[WHAT IS REQUIRED]
This exercise calls for every line of the data below with the string "updating" in it.

Stored records:
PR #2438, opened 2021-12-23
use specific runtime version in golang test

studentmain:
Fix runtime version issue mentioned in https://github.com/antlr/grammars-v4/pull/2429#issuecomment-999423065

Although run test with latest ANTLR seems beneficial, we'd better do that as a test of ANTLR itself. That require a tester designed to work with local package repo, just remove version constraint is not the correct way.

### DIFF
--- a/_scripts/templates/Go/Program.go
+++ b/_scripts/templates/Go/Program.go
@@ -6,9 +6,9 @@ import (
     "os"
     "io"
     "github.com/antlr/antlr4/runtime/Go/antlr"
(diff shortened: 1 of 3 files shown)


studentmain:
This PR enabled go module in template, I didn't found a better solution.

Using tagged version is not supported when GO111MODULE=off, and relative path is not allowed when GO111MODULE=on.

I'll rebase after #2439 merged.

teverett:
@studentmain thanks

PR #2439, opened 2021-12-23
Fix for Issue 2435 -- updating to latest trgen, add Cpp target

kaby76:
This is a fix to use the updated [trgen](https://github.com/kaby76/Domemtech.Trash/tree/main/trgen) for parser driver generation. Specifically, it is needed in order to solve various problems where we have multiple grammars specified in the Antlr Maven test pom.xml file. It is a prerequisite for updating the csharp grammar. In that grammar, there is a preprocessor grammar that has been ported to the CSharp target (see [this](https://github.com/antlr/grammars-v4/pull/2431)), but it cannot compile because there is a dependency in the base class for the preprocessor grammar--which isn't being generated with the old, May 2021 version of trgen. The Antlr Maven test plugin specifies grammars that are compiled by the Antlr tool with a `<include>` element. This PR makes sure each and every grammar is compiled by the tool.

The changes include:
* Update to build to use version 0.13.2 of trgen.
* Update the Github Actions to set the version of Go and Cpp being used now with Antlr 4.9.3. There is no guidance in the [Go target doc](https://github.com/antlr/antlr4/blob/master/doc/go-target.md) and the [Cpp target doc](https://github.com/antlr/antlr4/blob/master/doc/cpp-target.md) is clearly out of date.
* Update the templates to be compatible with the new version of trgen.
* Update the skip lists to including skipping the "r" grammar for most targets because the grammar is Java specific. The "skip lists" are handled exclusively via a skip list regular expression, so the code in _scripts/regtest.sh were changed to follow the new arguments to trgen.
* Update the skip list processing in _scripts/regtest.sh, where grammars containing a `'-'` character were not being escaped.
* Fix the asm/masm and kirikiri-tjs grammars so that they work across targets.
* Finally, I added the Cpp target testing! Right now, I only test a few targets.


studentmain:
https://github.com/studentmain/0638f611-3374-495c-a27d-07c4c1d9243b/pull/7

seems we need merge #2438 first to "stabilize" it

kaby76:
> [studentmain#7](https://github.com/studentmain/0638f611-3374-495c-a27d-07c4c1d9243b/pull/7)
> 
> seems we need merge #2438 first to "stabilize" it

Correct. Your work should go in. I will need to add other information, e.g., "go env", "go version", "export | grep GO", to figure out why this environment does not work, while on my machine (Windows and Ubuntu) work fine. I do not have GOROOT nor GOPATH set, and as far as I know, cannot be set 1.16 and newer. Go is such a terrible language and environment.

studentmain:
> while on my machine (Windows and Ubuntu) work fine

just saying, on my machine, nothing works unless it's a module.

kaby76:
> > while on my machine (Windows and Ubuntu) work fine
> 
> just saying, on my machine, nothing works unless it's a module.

[SOLUTION TO THE EXERCISE]
Fix for Issue 2435 -- updating to latest trgen, add Cpp target
This is a fix to use the updated [trgen](https://github.com/kaby76/Domemtech.Trash/tree/main/trgen) for parser driver generation. Specifically, it is needed in order to solve various problems where we have multiple grammars specified in the Antlr Maven test pom.xml file. It is a prerequisite for updating the csharp grammar. In that grammar, there is a preprocessor grammar that has been ported to the CSharp target (see [this](https://github.com/antlr/grammars-v4/pull/2431)), but it cannot compile because there is a dependency in the base class for the preprocessor grammar--which isn't being generated with the old, May 2021 version of trgen. The Antlr Maven test plugin specifies grammars that are compiled by the Antlr tool with a `<include>` element. This PR makes sure each and every grammar is compiled by the tool.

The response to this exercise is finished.